### Your goal:
Your job is to return every line in the data holding the string "Mitigation".

::: Data :::

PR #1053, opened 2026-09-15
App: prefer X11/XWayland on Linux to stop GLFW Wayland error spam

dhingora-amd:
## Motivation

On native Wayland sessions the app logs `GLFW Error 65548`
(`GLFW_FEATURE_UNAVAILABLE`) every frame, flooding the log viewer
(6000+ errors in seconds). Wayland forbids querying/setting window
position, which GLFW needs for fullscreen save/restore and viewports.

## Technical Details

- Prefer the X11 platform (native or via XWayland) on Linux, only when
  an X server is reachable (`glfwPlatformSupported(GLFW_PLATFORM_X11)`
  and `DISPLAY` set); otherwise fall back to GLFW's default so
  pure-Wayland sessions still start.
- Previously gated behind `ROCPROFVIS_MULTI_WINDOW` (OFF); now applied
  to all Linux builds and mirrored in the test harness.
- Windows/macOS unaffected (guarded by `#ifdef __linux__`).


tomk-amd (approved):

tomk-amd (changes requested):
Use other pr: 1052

:::
::: Data :::

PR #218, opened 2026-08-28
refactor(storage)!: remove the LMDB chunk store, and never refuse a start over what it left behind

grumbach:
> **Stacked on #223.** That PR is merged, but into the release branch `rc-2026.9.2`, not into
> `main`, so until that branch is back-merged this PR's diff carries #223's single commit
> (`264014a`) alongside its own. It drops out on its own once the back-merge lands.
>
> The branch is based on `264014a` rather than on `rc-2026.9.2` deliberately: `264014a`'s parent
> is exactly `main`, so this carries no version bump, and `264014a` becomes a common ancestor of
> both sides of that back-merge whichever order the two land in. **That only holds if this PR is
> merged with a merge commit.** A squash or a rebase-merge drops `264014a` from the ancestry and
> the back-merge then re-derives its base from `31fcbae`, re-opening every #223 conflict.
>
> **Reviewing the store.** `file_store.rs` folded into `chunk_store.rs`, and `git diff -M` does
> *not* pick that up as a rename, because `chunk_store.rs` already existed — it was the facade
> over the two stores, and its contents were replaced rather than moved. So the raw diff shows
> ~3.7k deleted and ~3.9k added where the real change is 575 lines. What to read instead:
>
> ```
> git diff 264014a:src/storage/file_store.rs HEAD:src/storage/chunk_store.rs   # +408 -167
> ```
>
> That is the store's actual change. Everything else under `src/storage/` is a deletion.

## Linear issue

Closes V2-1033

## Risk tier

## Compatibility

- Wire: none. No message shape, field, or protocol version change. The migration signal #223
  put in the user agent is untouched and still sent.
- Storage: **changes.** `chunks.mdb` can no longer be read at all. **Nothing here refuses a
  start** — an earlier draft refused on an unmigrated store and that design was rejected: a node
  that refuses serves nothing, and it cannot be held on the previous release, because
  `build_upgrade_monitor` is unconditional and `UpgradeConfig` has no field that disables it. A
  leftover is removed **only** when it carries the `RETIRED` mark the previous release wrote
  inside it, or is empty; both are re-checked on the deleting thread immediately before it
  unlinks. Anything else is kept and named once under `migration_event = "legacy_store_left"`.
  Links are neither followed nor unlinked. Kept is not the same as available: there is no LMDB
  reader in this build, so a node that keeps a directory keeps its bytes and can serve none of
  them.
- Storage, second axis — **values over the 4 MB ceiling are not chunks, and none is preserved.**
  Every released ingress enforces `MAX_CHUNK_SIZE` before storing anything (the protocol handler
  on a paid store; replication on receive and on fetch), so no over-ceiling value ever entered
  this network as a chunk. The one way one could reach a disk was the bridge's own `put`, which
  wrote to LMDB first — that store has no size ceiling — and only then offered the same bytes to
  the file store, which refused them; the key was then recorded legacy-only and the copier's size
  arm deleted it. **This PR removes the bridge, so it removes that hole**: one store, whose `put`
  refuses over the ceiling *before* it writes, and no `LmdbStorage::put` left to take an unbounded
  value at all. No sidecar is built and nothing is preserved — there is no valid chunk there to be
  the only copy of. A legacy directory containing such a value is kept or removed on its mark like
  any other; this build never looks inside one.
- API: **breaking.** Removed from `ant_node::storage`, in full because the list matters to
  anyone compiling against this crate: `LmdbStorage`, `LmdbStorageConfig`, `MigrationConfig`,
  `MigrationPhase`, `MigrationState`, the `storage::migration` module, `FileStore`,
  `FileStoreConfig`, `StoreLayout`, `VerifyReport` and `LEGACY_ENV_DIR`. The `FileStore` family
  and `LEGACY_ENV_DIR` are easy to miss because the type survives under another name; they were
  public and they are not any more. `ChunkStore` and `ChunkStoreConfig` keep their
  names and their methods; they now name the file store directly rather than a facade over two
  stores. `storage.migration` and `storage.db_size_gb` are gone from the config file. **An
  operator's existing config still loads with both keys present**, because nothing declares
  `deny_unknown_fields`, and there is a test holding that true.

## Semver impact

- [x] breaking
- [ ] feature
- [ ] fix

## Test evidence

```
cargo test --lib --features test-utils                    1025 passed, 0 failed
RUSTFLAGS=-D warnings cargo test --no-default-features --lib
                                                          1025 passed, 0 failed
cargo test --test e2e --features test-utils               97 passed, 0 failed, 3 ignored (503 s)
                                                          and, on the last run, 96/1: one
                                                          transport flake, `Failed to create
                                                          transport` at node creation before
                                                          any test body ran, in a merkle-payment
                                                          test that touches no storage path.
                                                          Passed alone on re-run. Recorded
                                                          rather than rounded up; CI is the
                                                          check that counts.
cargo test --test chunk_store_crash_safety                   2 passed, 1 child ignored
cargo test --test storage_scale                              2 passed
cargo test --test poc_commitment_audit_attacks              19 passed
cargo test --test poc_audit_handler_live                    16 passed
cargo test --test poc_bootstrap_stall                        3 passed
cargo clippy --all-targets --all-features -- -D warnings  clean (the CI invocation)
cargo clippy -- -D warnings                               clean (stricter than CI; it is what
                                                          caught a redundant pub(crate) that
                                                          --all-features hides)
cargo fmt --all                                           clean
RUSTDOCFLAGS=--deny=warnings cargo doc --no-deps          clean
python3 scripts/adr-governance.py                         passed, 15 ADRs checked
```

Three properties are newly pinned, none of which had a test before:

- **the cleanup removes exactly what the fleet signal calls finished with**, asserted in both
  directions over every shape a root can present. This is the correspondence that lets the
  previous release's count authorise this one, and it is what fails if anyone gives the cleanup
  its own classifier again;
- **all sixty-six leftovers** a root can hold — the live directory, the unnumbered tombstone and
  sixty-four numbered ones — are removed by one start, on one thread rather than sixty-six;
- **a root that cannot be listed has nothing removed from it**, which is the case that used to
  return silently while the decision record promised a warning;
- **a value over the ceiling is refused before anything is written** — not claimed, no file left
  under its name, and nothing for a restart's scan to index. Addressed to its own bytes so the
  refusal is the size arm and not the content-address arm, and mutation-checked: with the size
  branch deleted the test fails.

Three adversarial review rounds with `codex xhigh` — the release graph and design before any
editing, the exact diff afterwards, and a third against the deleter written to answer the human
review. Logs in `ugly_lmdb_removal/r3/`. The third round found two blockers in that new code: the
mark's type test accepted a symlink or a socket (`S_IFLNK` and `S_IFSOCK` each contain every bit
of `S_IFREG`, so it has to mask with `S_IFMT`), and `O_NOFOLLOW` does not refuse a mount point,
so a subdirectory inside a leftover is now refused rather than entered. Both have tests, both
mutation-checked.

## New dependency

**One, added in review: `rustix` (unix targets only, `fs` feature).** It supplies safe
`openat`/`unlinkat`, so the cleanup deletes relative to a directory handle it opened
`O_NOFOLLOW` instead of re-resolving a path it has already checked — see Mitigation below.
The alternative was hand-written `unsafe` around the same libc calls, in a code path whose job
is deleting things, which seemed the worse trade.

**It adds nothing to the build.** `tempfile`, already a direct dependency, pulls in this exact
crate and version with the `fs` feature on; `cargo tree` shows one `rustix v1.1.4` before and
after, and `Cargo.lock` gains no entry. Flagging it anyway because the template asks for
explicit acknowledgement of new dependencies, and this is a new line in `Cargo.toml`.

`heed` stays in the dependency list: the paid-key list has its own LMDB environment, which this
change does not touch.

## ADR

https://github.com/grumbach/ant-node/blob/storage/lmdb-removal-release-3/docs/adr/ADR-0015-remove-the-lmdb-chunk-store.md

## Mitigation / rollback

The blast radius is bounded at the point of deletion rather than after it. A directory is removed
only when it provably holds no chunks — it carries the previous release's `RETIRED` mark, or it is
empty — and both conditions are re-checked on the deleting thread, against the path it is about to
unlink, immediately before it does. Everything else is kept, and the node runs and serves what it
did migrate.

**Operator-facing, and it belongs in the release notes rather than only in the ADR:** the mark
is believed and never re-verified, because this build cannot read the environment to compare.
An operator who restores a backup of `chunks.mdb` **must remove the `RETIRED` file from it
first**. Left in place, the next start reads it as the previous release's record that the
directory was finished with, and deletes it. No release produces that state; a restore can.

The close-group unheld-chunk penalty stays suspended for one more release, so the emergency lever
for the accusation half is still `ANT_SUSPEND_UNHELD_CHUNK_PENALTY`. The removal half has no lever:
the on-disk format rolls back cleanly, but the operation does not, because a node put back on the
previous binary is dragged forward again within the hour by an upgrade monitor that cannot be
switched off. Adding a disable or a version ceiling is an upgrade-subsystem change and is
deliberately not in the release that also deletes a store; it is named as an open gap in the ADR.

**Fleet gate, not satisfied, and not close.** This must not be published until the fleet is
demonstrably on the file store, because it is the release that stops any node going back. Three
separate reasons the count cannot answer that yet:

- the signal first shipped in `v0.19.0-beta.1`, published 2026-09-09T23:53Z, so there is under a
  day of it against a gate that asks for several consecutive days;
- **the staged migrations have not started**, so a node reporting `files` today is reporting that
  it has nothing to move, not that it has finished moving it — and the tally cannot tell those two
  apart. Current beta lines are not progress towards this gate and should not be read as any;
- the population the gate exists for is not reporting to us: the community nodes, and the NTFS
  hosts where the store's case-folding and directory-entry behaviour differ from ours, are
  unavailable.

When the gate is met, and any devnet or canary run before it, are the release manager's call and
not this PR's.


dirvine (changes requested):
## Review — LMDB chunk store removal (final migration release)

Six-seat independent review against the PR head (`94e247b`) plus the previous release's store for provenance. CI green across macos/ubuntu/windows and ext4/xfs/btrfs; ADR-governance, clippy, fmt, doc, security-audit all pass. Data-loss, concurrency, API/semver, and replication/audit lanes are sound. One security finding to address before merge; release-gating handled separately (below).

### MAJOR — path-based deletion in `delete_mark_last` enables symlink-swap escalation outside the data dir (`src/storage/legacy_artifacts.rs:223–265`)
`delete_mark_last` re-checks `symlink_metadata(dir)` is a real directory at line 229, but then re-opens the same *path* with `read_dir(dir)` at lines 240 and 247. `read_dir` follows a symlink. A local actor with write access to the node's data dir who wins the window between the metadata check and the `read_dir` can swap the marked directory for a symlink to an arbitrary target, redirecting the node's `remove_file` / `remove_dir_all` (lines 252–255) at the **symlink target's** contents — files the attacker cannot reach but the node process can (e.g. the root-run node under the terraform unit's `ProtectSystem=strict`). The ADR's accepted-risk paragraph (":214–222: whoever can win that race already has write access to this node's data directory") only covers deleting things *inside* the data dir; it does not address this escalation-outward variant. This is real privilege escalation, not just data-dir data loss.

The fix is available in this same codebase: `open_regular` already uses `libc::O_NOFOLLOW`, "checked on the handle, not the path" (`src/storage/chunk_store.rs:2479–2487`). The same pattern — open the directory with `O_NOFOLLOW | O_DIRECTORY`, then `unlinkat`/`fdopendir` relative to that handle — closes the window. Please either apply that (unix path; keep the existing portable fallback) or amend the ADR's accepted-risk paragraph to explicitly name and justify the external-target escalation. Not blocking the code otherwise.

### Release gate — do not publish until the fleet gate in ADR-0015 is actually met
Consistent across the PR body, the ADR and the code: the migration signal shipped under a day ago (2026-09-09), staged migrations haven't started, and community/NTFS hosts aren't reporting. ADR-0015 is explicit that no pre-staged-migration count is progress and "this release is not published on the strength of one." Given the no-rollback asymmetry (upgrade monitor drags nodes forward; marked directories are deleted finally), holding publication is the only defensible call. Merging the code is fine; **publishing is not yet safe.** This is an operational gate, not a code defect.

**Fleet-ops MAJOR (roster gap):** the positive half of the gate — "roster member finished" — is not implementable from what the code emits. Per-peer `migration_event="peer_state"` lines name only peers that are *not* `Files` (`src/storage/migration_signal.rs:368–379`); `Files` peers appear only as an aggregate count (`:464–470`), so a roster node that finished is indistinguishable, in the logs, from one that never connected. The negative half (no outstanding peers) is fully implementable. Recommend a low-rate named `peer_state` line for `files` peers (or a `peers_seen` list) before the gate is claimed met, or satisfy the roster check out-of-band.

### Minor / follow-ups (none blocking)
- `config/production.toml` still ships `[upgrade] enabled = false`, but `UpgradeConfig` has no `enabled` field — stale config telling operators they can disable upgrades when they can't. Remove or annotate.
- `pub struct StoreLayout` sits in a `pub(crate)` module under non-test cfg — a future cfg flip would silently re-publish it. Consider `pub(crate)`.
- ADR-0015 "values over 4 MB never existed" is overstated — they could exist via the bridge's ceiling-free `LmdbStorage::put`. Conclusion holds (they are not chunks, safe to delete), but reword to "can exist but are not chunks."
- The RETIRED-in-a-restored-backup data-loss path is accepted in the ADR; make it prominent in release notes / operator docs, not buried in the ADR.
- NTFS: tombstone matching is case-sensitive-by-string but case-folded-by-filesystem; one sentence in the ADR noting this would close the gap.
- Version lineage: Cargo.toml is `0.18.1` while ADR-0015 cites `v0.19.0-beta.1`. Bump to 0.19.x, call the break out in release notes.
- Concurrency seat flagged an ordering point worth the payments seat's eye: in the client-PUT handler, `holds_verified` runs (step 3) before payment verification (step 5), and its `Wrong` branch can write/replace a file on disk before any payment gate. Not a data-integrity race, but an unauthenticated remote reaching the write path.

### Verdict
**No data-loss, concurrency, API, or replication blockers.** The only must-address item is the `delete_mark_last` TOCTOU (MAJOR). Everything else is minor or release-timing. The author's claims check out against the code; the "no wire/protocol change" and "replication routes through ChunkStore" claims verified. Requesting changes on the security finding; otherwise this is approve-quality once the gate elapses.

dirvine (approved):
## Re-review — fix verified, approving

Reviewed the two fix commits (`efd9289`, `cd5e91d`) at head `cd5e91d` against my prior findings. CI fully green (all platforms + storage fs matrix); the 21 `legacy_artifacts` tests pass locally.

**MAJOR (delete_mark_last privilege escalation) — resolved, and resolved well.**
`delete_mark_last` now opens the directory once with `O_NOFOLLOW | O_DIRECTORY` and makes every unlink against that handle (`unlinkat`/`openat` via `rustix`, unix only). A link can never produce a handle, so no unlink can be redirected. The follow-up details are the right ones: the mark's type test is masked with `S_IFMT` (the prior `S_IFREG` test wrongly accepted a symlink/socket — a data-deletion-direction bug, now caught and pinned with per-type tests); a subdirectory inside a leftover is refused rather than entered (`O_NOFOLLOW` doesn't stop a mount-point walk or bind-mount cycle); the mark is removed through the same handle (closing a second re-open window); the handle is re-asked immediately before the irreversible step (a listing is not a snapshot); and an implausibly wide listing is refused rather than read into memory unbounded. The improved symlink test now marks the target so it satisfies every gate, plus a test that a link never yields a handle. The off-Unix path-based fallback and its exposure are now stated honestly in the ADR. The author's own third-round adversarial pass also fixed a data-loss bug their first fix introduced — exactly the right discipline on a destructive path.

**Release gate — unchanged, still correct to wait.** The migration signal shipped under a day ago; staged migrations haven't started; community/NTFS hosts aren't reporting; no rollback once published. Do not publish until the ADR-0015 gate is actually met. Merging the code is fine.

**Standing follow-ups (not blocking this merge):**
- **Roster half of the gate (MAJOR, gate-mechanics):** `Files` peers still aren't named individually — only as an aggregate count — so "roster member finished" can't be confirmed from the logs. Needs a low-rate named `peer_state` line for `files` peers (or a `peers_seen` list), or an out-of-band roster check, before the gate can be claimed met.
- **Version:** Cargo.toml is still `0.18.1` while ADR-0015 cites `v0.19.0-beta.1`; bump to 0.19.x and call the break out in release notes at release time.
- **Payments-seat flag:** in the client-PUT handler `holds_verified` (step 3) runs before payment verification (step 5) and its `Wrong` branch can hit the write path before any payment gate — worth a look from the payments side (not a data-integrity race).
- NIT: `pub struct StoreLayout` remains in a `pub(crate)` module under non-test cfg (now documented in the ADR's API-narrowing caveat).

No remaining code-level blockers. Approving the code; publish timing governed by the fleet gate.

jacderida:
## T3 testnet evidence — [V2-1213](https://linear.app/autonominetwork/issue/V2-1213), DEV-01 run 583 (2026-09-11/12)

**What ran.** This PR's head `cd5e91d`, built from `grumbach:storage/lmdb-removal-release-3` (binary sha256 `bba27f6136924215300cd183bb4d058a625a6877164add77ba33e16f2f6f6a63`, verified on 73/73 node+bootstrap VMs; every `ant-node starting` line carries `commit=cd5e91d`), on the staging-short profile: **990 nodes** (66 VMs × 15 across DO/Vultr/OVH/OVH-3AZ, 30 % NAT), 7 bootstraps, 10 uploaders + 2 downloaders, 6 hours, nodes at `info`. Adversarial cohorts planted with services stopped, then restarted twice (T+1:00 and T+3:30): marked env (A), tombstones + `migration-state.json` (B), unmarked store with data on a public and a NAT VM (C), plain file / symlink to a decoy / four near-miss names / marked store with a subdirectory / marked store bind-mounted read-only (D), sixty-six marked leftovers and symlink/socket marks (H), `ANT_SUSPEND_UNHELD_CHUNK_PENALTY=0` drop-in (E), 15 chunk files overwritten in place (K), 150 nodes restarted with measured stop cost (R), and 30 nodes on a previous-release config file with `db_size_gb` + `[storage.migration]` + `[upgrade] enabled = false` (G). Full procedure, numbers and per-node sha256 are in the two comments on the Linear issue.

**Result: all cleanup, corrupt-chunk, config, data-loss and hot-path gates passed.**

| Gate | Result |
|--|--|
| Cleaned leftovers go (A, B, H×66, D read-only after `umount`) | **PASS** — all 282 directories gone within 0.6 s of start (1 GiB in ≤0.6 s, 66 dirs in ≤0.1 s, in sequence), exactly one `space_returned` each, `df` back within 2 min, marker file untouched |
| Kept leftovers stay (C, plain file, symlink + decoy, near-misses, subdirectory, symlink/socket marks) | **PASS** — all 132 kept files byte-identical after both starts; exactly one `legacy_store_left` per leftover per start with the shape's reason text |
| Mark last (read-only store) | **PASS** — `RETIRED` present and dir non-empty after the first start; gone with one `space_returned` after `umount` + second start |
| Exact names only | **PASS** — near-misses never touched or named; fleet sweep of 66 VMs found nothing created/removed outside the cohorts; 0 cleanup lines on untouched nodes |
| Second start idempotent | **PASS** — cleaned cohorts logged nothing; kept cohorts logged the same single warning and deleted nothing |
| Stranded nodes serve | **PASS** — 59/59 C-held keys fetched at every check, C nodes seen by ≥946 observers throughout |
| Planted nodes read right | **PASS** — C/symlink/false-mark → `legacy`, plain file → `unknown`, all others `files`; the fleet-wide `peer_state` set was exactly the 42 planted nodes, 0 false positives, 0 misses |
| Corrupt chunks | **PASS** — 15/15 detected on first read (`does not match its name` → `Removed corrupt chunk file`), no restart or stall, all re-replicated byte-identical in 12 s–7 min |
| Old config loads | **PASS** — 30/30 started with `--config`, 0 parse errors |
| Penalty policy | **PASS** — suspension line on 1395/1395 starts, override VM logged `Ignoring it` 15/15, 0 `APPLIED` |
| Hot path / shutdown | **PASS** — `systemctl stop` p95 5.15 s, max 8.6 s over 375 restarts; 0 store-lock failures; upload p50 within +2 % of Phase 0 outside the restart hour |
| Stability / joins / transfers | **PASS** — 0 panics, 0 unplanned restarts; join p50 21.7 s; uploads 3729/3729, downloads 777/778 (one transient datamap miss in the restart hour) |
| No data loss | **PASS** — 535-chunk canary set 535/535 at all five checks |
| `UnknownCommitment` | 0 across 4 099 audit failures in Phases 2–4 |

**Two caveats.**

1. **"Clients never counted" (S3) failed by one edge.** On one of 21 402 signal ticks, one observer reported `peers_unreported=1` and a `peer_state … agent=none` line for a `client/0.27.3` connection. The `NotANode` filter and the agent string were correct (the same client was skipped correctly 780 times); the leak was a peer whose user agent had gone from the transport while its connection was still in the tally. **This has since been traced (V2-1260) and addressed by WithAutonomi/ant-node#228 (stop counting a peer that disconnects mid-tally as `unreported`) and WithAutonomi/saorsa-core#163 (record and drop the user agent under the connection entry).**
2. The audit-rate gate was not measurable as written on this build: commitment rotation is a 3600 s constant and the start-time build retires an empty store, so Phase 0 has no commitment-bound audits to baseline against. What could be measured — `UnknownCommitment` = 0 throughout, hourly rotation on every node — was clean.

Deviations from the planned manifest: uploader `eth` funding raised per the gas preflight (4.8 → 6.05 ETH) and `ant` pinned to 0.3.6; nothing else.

:::

### Written solution:
`O_NOFOLLOW` instead of re-resolving a path it has already checked — see Mitigation below.
## Mitigation / rollback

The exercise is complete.